# GM closing all operations in Oshawa, ON



## victor (Jun 24, 2016)

_Numerous sources have told CTV Toronto that General Motors is planning to close all operations in Oshawa, Ont., affecting thousands of high-paying jobs.The announcement is expected to be made on Monday, in the city of about 159,000 people located roughly 60 kilometres east of Toronto._

The facility has over 10 million square feet (930,000 m²) of factory floor. It was converted to a state of the art Flexible Manufacturing facility in 2008, which involved the consolidation of two car plants under the same roof and the addition of a $1.3B paint shop which can accommodate 27 different body styles, including cars, pick up trucks and vans.

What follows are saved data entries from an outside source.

PR #6352, opened 2020-02-26
Improve TLS troubleshooting experience

### LINKED ISSUE #6317: Improve troubleshooting experience for TLS
Currently, authentication errors which occur during TLS negotiation are not clearly visible in logs.

We should improve the experience to assist users in troubleshooting configuration issues.

Eg, recently an internal user hit a permissions issue getting the private key for a certificate. The logs didn't expose the underlying exception, so debugging it wasn't as simple as it should have been.

ReubenBond:
Fixes #6317

### DIFF
--- a/src/Orleans.Connections.Security/Hosting/HostingExtensions.IClientBuilder.cs
+++ b/src/Orleans.Connections.Security/Hosting/HostingExtensions.IClientBuilder.cs
@@ -60,7 +60,7 @@ namespace Orleans
 
             if (!certificate.HasPrivateKey)
             {
-                throw new ArgumentException($"Certificate {certificate.ToString(verbose: true)} does not contain a private key", nameof(certificate));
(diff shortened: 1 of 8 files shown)


src/Orleans.Connections.Security/Hosting/HostingExtensions.IClientBuilder.cs
```diff
@@ -48,16 +48,21 @@ public static class OrleansConnectionSecurityHostingExtensions
...
                 throw new ArgumentNullException(nameof(certificate));
             }
 
-            if (configureOptions == null)
+            if (configureOptions is null)
             {
                 throw new ArgumentNullException(nameof(configureOptions));
             }
 
+            if (!certificate.HasPrivateKey)
```
sergeybykov: It's better to put the check and throw into a helper method to avoid code duplication.

ReubenBond: Thanks, done

PR #6354, opened 2020-02-26
Add UnregisterMany to IGrainDirectory to support batch unregistrations 

sergeybykov:
Add UnregisterMany to IGrainDirectory to support batch unregistrations.
Rename InCluster to Dht.

This is a followup to #6340.

### DIFF
--- a/src/Orleans.Runtime/GrainDirectory/GrainLocator.cs
+++ b/src/Orleans.Runtime/GrainDirectory/GrainLocator.cs
@@ -16,10 +16,10 @@ namespace Orleans.Runtime.GrainDirectory
     internal class GrainLocator : IGrainLocator
     {
         private readonly IGrainDirectory grainDirectory;
-        private readonly InClusterGrainLocator inClusterGrainLocator;
+        private readonly DhtGrainLocator inClusterGrainLocator;
         private readonly IGrainDirectoryCache cache;
 
-        public GrainLocator(IGrainDirectory grainDirectory, InClusterGrainLocator inClusterGrainLocator)
+        public GrainLocator(IGrainDirectory grainDirectory, DhtGrainLocator inClusterGrainLocator)
         {
             this.grainDirectory = grainDirectory;
             this.inClusterGrainLocator = inClusterGrainLocator;
--- a/src/Orleans.Runtime/GrainDirectory/GrainLocator.cs
+++ b/src/Orleans.Runtime/GrainDirectory/GrainLocator.cs
@@ -76,10 +76,13 @@ namespace Orleans.Runtime.GrainDirectory
             return false;
         }
 
-        public Task UnregisterMany(List<ActivationAddress> addresses, UnregistrationCause cause)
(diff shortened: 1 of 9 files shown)


ReubenBond:
Will there be a subsequent PR to consume the functionality? (I can't see any usage here)

Another option could be to have an optional interface, like `IBulkGrainDirectory` which can have these extra *Many methods, but this LGTM, too.

sergeybykov:
`UnregisterMany` is used by `Catalog` - https://github.com/dotnet/orleans/blob/master/src/Orleans.Runtime/Catalog/Catalog.cs#L1007. This change only makes that code path more efficient in https://github.com/dotnet/orleans/pull/6354/files#diff-2ce13868a2e1d9bd6db970b4c8a618f3L93.

I don't think we need `IBulkGrainDirectory` because I see the real usage asymmetric: grains are registered one at a time, but might get unregistered in batches upon a silo failure, etc. SO, I believe `UnregisterMany` is the only batch operation we need.

ReubenBond:
Ah, I see how I misread the code. Got it.

src/Orleans.Runtime/GrainDirectory/GrainLocator.cs
```diff
@@ -75,23 +76,16 @@ public bool TryLocalLookup(GrainId grainId, out List<ActivationAddress> addresse
...
-            {
-                await this.inClusterGrainLocator.Unregister(address, cause);
-            }
-            else
-            {
-                await this.grainDirectory.Unregister(ConvertToGrainAddress(address));
-                this.cache.Remove(address.Grain);
-            }
+            var grainAddresses = addresses.Select(addr => ConvertToGrainAddress(addr)).ToList();
+            return this.grainDirectory.UnregisterMany(grainAddresses);
```
benjaminpetit: We should also remove these addresses from the cache

src/Orleans.Runtime/GrainDirectory/GrainLocator.cs
```diff
@@ -76,10 +76,13 @@ public bool TryLocalLookup(GrainId grainId, out List<ActivationAddress> addresse
...
 
-        public Task UnregisterMany(List<ActivationAddress> addresses, UnregistrationCause cause)
+        public async Task UnregisterMany(List<ActivationAddress> addresses, UnregistrationCause cause)
         {
             var grainAddresses = addresses.Select(addr => ConvertToGrainAddress(addr)).ToList();
-            return this.grainDirectory.UnregisterMany(grainAddresses);
+            await this.grainDirectory.UnregisterMany(grainAddresses);
+
+            foreach (var address in addresses)
+                this.cache.Remove(address.Grain);
```
ReubenBond: If UnregisterMany throws, the cache wont be updated - but some or all of the registrations may have been unregistered.

We could choose to ignore this because cache will be cleaned up eventually by other means, or we could put the foreach into a finally block

sergeybykov: Thanks. Did that and also updates the single version of `Unregister` the same way.

PR #6360, opened 2020-02-27
Expand documentation on client connectivity and dependency injection.

### LINKED ISSUE #6359: Is a ClusterClient expected to recover from intermittent connection issues?
I've seen cohosting and dependency injection examples where people are injecting a singleton `IClusterClient` at startup (which is also what I'm currently doing), but looking through the documentation, I couldn't actually find out whether the client is expected to eventually recover from intermittent connection issues.

This is of course an important guarantee to have since, if the client is *not* guaranteed to recover and one is using a singleton instance, the application would need to be restarted to obtain a working client instance again.

This seems like an obvious enough issue that I would imagine this guarantee is actually there, but I would rest easier knowing for sure whether that's the case.

alexrp:
Closes #6359.

### DIFF
--- a/src/Documentation/clusters_and_clients/index.md
+++ b/src/Documentation/clusters_and_clients/index.md
@@ -171,6 +171,7 @@ public class Program
                 services.AddSingleton<ClusterClientHostedService>();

Very close to a major highway and a railway. Anyone wants to buy the factory? @ elonmusk


----------



## BigBri (Jul 16, 2016)

Was my first thought too.


----------



## TrevP (Oct 20, 2015)

It's easy to think of Tesla given this news but setting up the supply chain and dealing with importing etc in Canada is not easy. Also, Tesla is already committed to the Gigafactory in China and spending for expansion in Lathropp and the Gigafactory in Nevada, plus they have big debts to pay off this quarter and in Q1 2019, they're a bit tapped out at the moment and a new factory I don't think is in the cards at the moment.


----------



## garsh (Apr 4, 2016)

Also, Tesla probably doesn't want to open a factory located in a very pro-UAW location. The UAW has already shown that they're willing to fight dirty in an attempt to unionize the Fremont factory. Imagine the pressure they would bring to bear in a place like Detroit.


----------